Model Overview
allura-org/TQ2.5-14B-Sugarquill-v1 is a 14 billion parameter model developed by Auri, built upon the SuperNova-Medius base. This model has undergone continued pretraining on a diverse dataset of short stories, aiming to enhance its prose generation capabilities and narrative versatility. It features a substantial 32768 token context length, enabling it to handle longer creative writing tasks beyond typical short stories.
Key Capabilities
- Advanced Story Generation: Fine-tuned on assorted short story data, it produces nuanced and diversified prose.
- Extended Context Handling: Supports a 32768 token context, ideal for generating longer narratives and maintaining coherence over extended interactions.
- Dual-Mode Functionality: Effective for both roleplay (RP) and general storywriting, functioning well in chat-based co-writing and raw completion scenarios.

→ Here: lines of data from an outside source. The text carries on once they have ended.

PR #2707, opened 2019-10-17
[terra-form-select]Wrong options selected in mobile view

### LINKED ISSUE #2684: [terra-form-select] Variants with an input (all except single select) are causing rerenders on scroll which calls scrollIntoView
# Bug Report

## Description

Select variants with an input (all except single select) are causing rerenders on scroll which calls `Menu.scrollIntoView`. This causes scroll jumping and also prevents you from being able to properly select all items in large lists. The list will scroll immediately to the active option before an option is selected, causing the wrong option to be selected. This behavior appears after the big internal refactor (e.g. v5.25.0). While this issue is hard to replicate on desktop (generally, the active option is set via mouse hover over an option when scrolling and we don't scroll in this case), this is doubly bad on mobile. See example video [here](https://youtu.be/0-kbggVR-mg)

## Expected Behavior

No scroll jump when scrolling.

## Possible Solution

We probably don't need to call `this.scrollIntoView()` on each `componentDidUpdate()` (see [here](https://github.com/cerner/terra-core/blob/terra-form-select%405.32.0/packages/terra-form-select/src/multiple/Menu.jsx#L197)). This was likely done to guarantee that all state changes were flushed before trying to scroll to the active option.

Instead, we should just call `this.scrollIntoView()` on changes to the `active` state var (using `this.setState`'s callback arg), e.g. on key up:

```jsx
handleKeyDown(event) {
  if (event.keyCode === KeyCode.KEY_UP) {
    this.setState(
      { active: MenuUtil.findPrevious(this.state.children, this.state.active) },
      () => this.scrollIntoView()
    );
  }
  // ...
}
```

## Environment

* Component Name and Version: terra-form-select v5.32.0

lokesh-0813:
### Summary
Fix for form-select wrong options being selected when user scrolls through the menu and selects an option in mobile view

Fixes #2684


packages/terra-form-select/src/combobox/Menu.jsx
```diff
@@ -296,12 +296,16 @@ class Menu extends React.Component {
...
-      this.setState({ active: MenuUtil.findPrevious(children, active) });
+      this.setState({ active: MenuUtil.findPrevious(children, active) }, () => {
+        this.scrollIntoView();
+      });
       this.updateCurrentActiveScreenReader();
     } else if (keyCode === KeyCode.KEY_DOWN) {
       this.clearScrollTimeout();
       this.scrollTimeout = setTimeout(this.clearScrollTimeout, 500);
-      this.setState({ active: MenuUtil.findNext(children, active) });
+      this.setState({ active: MenuUtil.findNext(children, active) }, () => {
```
StephenEsser: The callback function can be passed without an anonymous call. 

```jsx
this.setState({}, this.scrollIntoView)
```

packages/terra-form-select/src/combobox/Menu.jsx
```diff
@@ -153,7 +154,6 @@ class Menu extends React.Component {
 
   componentDidUpdate() {
     this.updateNoResultsScreenReader();
-    this.scrollIntoView();
```
ShettyAkarsh: so we do not need this call during searching of an item and then selecting it ? is it still working fine as before ?

lokesh-0813: Yes the functionality remains the same.

packages/terra-form-select/src/combobox/Menu.jsx
lokesh-0813: Updated here c5d5a69bb0c00408c9a02f2abaed7a5b5050c938

StephenEsser:
We should work on creating consistent commit messages. This is probably a larger discussion, but there are ~3 different commit message formats open full pull request right now. 

- [terra-form-select] - (Preserving the terra prefix)
- [form-select] - (excluding the terra prefix)
- [List] - (excluding the terra prefix but capitalizes the component name)

nramamurth:
@StephenEsser +1, and there are a few that do not have a component name at all.

yuderekyu:
> We should work on creating consistent commit messages. This is probably a larger discussion, but there are ~3 different commit message formats open full pull request right now.
> 
> * [terra-form-select] - (Preserving the terra prefix)
> * [form-select] - (excluding the terra prefix)
> * [List] - (excluding the terra prefix but capitalizes the component name)

I lean towards the first option to be 1-1 with our components.

packages/terra-form-select/CHANGELOG.md
```diff
@@ -3,7 +3,8 @@ ChangeLog
 
 Unreleased
 ----------
-
+### Fixed
+* Fixed re-renders of scroll after every componentDidUpdate call.
 5.32.0 - (October 15, 2019)
```
ryanthemanuel: `* Fixed re-renders of scroll after every componentDidUpdate call.

5.32.0 - (October 15, 2019)`

PR #2715, opened 2019-10-21
[terra-overlay] Add aria screenreader a11y to Loading Overlay.

### LINKED ISSUE #2540: [terra-overlay] Add aria screenreader a11y to loading overlay
# Bug Report

## Description
Loading Overlay currently can have text to support a visual loading indicator, but text is not required. Need to uplift loading-overlay to have proper aria-live, description, etc. for screenreader AT when present on screen, such that all users have awareness/understanding of the loading state.

nramamurth:
### Summary
Fixes #2540.


packages/terra-overlay/src/LoadingOverlay.jsx
```diff
@@ -59,7 +59,7 @@ const LoadingOverlay = ({
   delete customProps.onRequestClose;
 
   return (
-    <Overlay {...customProps} className={cx('loading-overlay', customProps.className)} rootSelector={rootSelector}>
+    <Overlay {...customProps} className={cx('loading-overlay', customProps.className)} rootSelector={rootSelector} aria-live="polite">
```
yuderekyu: should we toggle `aria-busy` based on `isOpen`?

nramamurth: Good point. If we need to do that, then shouldn't it be set on the parent node or the container that is _literally_ loading / busy?

yuderekyu: Yeah, we probably need documentation that points this out for containers

nramamurth: Right. 

@tbiethman @mmalaker What are your thoughts on this?

tbiethman: Would we gain anything by marking it with `aria-busy`? Based on what I'm reading [here](https://www.w3.org/TR/wai-aria-1.0/states_and_properties#aria-busy), it seems as though we might be getting the same functional result by inerting the content behind the overlay (like we do already).

nramamurth: I tried adding it to the container and it didn't make a difference to me.

tbiethman: @scottwilmarth do you know if aria-busy is something we could/should generically set on content underneath our overlays? Even if that content is already made inert and unaccessible?

scottwilmarth:
@tbiethman and I chatted about this issue and whether or not to [add aria-busy](https://www.w3.org/TR/wai-aria-1.0/states_and_properties#aria-busy) to the overlay. I can't say whether this is appropriate to use or not. Is there risk in not adding it for now? If not, my thought is we hold off and re-evaluate later. Whatever is done, it must be tested to ensure the user's expectation is met. If there is harm in not adding something, aria-busy may be the option to try first.

nramamurth:
@scottwilmarth 

> Is there risk in not adding it for now?

I did not find a difference in the screen-reader behavior with/without it. I'd appreciate it if you could test the functionality out in the deployed site and let me know if the current change (sans `aria-busy`) looks good.

ryanthemanuel:
@nramamurth I'd say let's just go ahead and hold off on adding it for now.

PaulSolDev:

- Robust Instruction Following: Despite its creative focus, the model retains strong instruction adherence, making it adaptable to specific user prompts.
Training Details
The model was trained for 2 epochs on 10,000 rows (approximately 18.7 million tokens) from the Erebus-87k and r_shortstories_24k datasets. Training involved normalizing punctuation to ASCII and standardizing whitespaces to improve text quality. It utilized rsLoRA with an effective batch size of 40 and a paged_ademamix_8bit optimizer, running on a 5x3090Ti workstation.
Recommended Usage
Users should employ ChatML instruct formatting, consistent with its base model. Recommended sampling parameters include a Temperature of 0.8, Min-P of 0.05, Top-A of 0.3, and a Repetition Penalty of 1.03 for stable and creative outputs.